Alan Marques/Folha Imagem
CONTRADIÇÕES
Paulo Lacerda garantiu que seus espiões se limitaram a pesquisar na internet


O delegado Paulo Lacerda, diretor da Agência Brasileira de Inteligência (Abin), foi à CPI dos Grampos na semana passada para tentar salvar o emprego – ameaçado desde que se descobriu que seus arapongas participaram clandestinamente da Operação Satiagraha, na qual a Polícia Federal prendeu o banqueiro Daniel Dantas. Sete dias depois da operação, Lacerda havia divulgado uma nota negando o envolvimento de seus espiões no caso. Sem nenhum constrangimento diante dos deputados, ele mudou radicalmente a versão e admitiu a participação de seu pessoal como "uma colaboração informal" – um eufemismo para ilegal –, repetindo a explicação torta dada antes pelo delegado Protógenes Queiroz, o responsável pela operação.
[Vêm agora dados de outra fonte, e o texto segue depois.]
PR #1289, opened 2020-02-21
xkr47 / 048 / Rust version!

xkr47:
I already participated in Raku language but thought I'd challenge myself a bit as I'm learning the Rust language as well.. So if you can consider accepting Rust as a language, here's my shot at it. I chose to implement it very similarly to my Raku version to make them comparable. If you can't, I guess interested people can read this PR instead :)

### DIFF
--- a/challenge-048/xkr47/rust/Cargo.toml
+++ b/challenge-048/xkr47/rust/Cargo.toml
@@ -1,0 +1,16 @@
+[package]
+name = "pwc-048"
+version = "0.1.0"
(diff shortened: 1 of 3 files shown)


manwar:
I am very impressed by your positive energy. It is always welcome in any language you feel comfortable in. I am not sure if you have read the below blog:

https://perlweeklychallenge.org/blog/guest-contribution/

If you noticed, we have had contributions in many different languages. 

So thank you for your contributions as always @xkr47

Mas que ninguém se assuste. Apesar das evidências de que os investigadores recorreram a expedientes criminosos, como escutas clandestinas, Lacerda garantiu que seus arapongas realizaram apenas tarefas prosaicas nas dependências da Polícia Federal, como pesquisar endereços na internet. Pobres arapongas: têm de recorrer aos computadores da PF para acessar o Google.


Ed Ferreira/AE
SEM EXPLICAÇÃO
O delegado Protógenes Queiroz, que comandou a operação: suspeitas de escutas ilegais

Na tentativa de se distanciar do caso, Lacerda garantiu aos deputados que não manteve contato com o delegado Protógenes, quando são notórios os inúmeros encontros que os dois tiveram nos últimos meses. Disse que soube da tal "colaboração" por um subordinado e que achou "as medidas corretas". Mais uma vez a inação dos deputados que o interrogaram beirou a conivência. Lacerda estava entre amigos e saiu rindo. O depoimento transcorreu em um clima de camaradagem, em que havia troca de piadinhas e sorrisos entre Lacerda e o presidente da CPI, o deputado Marcelo Itagiba. Também delegado federal, ele é colega do diretor da Abin. No fim do melancólico espetáculo, Itagiba se disse convencido da retidão de Lacerda e ainda parabenizou o amigo. O emprego do diretor da Abin, por enquanto, está garantido.